Eine Moral wäre an sich ja auch gar nicht notwendig, wenn die Menschen von Natur aus gut wären. So lässt sich also feststellen, dass man nicht gleichzeitig moralisch und natürlich sein kann, jedenfalls nicht in vollem Umfange. Es verwundert von daher wenig, dass diegleichen Leute, die jegliche Moral als restriktiv und konstruiert hinstellen auch dem Irrglauben anhängen, der Mensch sei von Natur aus gut.

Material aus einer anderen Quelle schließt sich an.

PR #632, opened 2020-06-23
P4-1616 Support includes in all relevant controllers

cwrw:
### Jira link

[P4-1616](https://dsdmoj.atlassian.net/browse/P4-1616)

Der einzige Ausweg aus diesem Dilemma von Moral und Natur läge in einer erst noch zu ermittelnden Möglichkeit, auf das Sein eines Menschen positiv einzuwirken, oder aber in der Hoffnung, es könne eine Art unzerstörbaren Kern an Gutem in jedem Menschen geben, der nur freigelegt und gestärkt werden müsste. Doch ist das nicht auch schon wieder bloßes Wunschdenken? Es ist doch nur unser verinnerlichtes moralisches Gerechtigkeitsempfinden das uns sagt, dies müsse für alle gelten. Doch warum sollte die Natur, die ihre Flüche und ihren Segen bekanntermaßen sehr ungleich verteilt auf unsere Sentimentalität Rücksicht nehmen? Viel realistischer ist es anzunehmen, dass es eben gute Menschen und schlechte gibt und dann noch ganz viele irgendwo dazwischen. Anstatt in vergeblicher Liebesmüh die ganze Menschheit optimieren zu wollen, sollen unsere Herren Philanthropen ihre begrenzten Kräfte lieber darauf konzentrieren, denjenigen Teil der Menschheit auszumachen, der für solches Vorhaben überhaupt das Potential aufweist und mit dem Rest nicht mehr ihre Zeit verschwenden. Andererseits ist auch das schon wieder Wunschdenken, da es keine gesicherte Methode der Erprobung einer menschlichen Seele auf ihre Tauglichkeit gibt. Es gibt nur die Intuition des besonders begabten Einzelnen, der die Menschen liest wie Bücher. Doch wer dieses Talent besitzt und wer nicht, lässt sich endgültig nicht mehr objektiv feststellen. Von daher sind sämtliche Versuche einer Menschheitsverbesserung unverzüglich einzustellen. Gute und Schlechte hervorzubringen, sollte wieder dem Schicksal überlassen werden, dem man ohnehin nicht ins Handwerk pfuschen kann.